***** Dataset excerpts *****

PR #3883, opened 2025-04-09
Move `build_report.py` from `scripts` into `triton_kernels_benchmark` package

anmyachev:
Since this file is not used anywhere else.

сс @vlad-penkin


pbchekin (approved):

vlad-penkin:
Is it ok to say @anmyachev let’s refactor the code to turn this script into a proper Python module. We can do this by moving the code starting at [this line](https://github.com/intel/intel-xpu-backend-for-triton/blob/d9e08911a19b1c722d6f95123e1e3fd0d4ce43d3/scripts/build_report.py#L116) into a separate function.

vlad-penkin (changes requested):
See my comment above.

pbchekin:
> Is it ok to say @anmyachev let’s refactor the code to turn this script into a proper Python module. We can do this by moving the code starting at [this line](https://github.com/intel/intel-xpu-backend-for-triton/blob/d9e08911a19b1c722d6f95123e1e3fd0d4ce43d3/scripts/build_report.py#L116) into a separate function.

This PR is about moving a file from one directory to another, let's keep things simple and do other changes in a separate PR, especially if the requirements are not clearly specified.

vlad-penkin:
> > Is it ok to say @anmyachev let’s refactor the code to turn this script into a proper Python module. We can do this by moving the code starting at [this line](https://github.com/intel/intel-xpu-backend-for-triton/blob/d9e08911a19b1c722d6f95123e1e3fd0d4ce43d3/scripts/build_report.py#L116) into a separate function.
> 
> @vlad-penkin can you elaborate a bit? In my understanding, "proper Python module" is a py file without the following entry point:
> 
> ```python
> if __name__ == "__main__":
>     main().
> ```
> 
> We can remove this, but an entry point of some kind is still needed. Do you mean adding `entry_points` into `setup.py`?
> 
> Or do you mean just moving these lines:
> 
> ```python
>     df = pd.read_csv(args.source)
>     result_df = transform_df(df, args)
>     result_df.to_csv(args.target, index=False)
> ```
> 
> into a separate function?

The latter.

*****
***** Dataset excerpts *****

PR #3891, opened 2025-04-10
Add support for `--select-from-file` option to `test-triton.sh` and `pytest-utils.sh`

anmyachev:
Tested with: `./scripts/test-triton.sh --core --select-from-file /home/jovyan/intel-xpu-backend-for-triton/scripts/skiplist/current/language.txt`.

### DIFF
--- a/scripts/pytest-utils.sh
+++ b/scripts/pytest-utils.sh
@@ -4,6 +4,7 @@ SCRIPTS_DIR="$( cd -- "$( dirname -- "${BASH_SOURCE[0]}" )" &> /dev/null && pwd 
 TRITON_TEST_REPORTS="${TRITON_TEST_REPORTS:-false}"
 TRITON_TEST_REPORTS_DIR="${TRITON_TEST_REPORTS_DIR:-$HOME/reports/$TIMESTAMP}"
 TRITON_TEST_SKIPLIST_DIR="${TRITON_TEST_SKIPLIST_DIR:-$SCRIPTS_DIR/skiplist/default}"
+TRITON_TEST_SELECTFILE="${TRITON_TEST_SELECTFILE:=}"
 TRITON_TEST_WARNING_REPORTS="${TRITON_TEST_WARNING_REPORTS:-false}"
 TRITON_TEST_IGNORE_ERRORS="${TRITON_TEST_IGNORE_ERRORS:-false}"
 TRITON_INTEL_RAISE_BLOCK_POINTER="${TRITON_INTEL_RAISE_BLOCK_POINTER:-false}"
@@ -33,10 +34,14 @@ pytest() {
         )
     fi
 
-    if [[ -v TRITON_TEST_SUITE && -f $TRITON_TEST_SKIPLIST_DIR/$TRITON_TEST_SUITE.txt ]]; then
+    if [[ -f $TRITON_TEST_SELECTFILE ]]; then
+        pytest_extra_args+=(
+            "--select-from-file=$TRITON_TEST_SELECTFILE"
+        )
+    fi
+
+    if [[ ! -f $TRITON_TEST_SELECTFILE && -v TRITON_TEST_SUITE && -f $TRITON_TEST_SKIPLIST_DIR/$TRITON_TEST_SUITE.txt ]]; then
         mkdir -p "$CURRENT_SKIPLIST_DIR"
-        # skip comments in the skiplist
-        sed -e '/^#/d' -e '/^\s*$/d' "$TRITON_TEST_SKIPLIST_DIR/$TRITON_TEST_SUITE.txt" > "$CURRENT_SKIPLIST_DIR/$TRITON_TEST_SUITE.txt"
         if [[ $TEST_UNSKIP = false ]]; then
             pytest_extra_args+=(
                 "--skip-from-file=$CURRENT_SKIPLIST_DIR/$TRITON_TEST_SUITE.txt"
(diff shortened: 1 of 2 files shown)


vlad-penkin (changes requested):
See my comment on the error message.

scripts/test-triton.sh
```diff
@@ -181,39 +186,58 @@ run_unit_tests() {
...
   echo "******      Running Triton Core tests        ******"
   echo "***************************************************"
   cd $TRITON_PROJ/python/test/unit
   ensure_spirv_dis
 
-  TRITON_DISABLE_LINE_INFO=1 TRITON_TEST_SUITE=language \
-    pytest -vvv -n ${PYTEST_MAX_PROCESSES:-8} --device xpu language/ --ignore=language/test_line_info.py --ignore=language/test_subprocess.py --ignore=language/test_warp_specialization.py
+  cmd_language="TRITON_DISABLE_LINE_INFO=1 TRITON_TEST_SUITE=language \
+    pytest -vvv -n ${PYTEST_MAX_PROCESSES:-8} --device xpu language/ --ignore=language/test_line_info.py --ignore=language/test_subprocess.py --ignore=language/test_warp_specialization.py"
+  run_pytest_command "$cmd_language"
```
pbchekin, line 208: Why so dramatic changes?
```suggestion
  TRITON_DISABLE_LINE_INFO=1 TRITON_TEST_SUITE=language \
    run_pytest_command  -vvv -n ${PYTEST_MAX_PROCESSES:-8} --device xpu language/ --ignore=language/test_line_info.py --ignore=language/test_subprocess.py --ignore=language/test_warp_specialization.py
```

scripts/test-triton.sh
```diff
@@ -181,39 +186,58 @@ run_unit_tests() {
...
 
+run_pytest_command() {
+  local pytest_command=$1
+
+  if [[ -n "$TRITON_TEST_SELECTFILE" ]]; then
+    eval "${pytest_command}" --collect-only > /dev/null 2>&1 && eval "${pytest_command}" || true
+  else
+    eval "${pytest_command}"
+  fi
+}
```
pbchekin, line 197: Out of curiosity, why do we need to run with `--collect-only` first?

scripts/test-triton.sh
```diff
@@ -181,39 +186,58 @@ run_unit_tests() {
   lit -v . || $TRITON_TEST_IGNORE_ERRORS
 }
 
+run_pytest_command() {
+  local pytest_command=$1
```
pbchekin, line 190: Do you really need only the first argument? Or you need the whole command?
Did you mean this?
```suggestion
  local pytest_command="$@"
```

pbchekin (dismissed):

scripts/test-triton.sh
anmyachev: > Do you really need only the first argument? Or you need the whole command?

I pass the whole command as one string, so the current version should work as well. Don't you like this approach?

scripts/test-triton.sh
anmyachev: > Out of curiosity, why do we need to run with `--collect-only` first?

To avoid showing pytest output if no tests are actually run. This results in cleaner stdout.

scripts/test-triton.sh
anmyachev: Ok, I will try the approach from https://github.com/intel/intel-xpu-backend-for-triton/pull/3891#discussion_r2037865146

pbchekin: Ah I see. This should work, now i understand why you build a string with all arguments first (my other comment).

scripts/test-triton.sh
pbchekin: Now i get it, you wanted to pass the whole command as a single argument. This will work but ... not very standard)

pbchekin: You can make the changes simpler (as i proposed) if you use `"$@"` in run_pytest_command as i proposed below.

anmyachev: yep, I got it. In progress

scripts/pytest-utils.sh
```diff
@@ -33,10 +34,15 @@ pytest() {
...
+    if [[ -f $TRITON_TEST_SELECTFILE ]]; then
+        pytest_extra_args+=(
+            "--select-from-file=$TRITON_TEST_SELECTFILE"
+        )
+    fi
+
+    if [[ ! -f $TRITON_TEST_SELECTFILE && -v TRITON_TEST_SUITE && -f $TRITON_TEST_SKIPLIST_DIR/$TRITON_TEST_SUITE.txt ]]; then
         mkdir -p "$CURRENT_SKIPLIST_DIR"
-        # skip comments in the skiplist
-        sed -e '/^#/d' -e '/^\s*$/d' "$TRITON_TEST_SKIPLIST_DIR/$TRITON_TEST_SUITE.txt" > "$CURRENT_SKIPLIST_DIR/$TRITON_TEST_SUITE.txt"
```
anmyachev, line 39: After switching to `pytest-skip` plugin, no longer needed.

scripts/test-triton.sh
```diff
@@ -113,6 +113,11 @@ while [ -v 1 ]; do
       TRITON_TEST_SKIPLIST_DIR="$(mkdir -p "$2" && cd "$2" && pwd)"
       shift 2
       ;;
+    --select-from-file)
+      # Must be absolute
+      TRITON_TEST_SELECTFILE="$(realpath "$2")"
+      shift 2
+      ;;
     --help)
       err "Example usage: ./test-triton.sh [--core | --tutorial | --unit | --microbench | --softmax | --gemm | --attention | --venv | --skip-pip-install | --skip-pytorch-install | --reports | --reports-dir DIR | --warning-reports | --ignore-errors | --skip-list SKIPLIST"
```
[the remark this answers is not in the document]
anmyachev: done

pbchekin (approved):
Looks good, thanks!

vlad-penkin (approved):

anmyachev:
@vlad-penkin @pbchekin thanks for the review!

*****

Read the records above. Show each line that has the string "eval".

* _Written reply_:
+    eval "${pytest_command}" --collect-only > /dev/null 2>&1 && eval "${pytest_command}" || true
+    eval "${pytest_command}"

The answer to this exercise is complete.